Listed records:
PR #4413, opened 2025-08-26
Make execution state actor borrow txn tracker & resource controller.

afck:
## Motivation

The transaction tracker is a field in the runtime but also passed into some execution state methods. In some cases, we take the tracker from the runtime, send it to the execution state actor, send it back and put it back into the runtime field. This is confusing and error-prone.

## Proposal

Make the `ExecutionStateActor` a struct that borrows the state, tracker and resource controller.

## Test Plan

CI

## Release Plan

## Links

### DIFF
--- a/linera-execution/src/runtime.rs
+++ b/linera-execution/src/runtime.rs
@@ -12,7 +12,7 @@ use custom_debug_derive::Debug;
 use linera_base::{
     data_types::{
         Amount, ApplicationPermissions, ArithmeticError, Blob, BlockHeight, Bytecode,
-        OracleResponse, SendMessageRequest, Timestamp,
+        SendMessageRequest, Timestamp,
     },
     ensure, http,
     identifiers::{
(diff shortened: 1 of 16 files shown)


linera-execution/src/runtime.rs
```diff
@@ -1732,14 +1639,20 @@ impl ServiceSyncRuntime {
                 callback,
             } = request;
 
-            self.prepare_for_query(context);
+            if let Err(error) = self.prepare_for_query(context) {
+                let _ = callback.send(Err(error));
```
ma2bd: Please let's not use `let _ =`
(Ok, I can see it was there before, but still bad.)

afck:
~Closing this, because it doesn't work with the service oracle:~

~The problem is that service queries use the same execution state sender. So we must make sure that we never modify the execution state or the transaction tracker based on something that happens in a service oracle query! So we can't move the tracker into the actor.~

linera-execution/src/runtime.rs
afck: Done in https://github.com/linera-io/linera-protocol/pull/4413/commits/5ba317eb1d60d3214454059285a9c52a30e64e0b.

(There are still plenty of `let _ =` left in other places in the code, though, which we should probably address in a separate PR.)

linera-execution/src/runtime.rs
```diff
@@ -313,7 +310,6 @@ impl<UserInstance: WithContext> SyncRuntimeInternal<UserInstance> {
         deadline: Option<Instant>,
         refund_grant_to: Option<Account>,
         resource_controller: ResourceController,
```
bart-linera, line 312: Is it okay that the runtime still has its own resource controller, completely separate from the ExecutionStateActor's resource controller?

linera-execution/src/system.rs
```diff
@@ -886,15 +877,15 @@ where
         module_id: ModuleId,
         parameters: Vec<u8>,
         required_application_ids: Vec<ApplicationId>,
-        mut txn_tracker: TransactionTracker,
+        txn_tracker: &mut TransactionTracker,
```
bart-linera, line 880: :tada:

linera-execution/src/runtime.rs
afck: I think we already had two before this PR, and merged them afterwards. I wonder whether that can be changed, too, but it might be a bigger issue.

bart-linera (approved):
The duplicated ResourceControllers were my only issue, but since we had them before already, it should be fine to leave them these way for now :+1:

What you are asked to do: Pick out all lines from the data above in which the word "separate" appears.

Result below:
(There are still plenty of `let _ =` left in other places in the code, though, which we should probably address in a separate PR.)
bart-linera, line 312: Is it okay that the runtime still has its own resource controller, completely separate from the ExecutionStateActor's resource controller?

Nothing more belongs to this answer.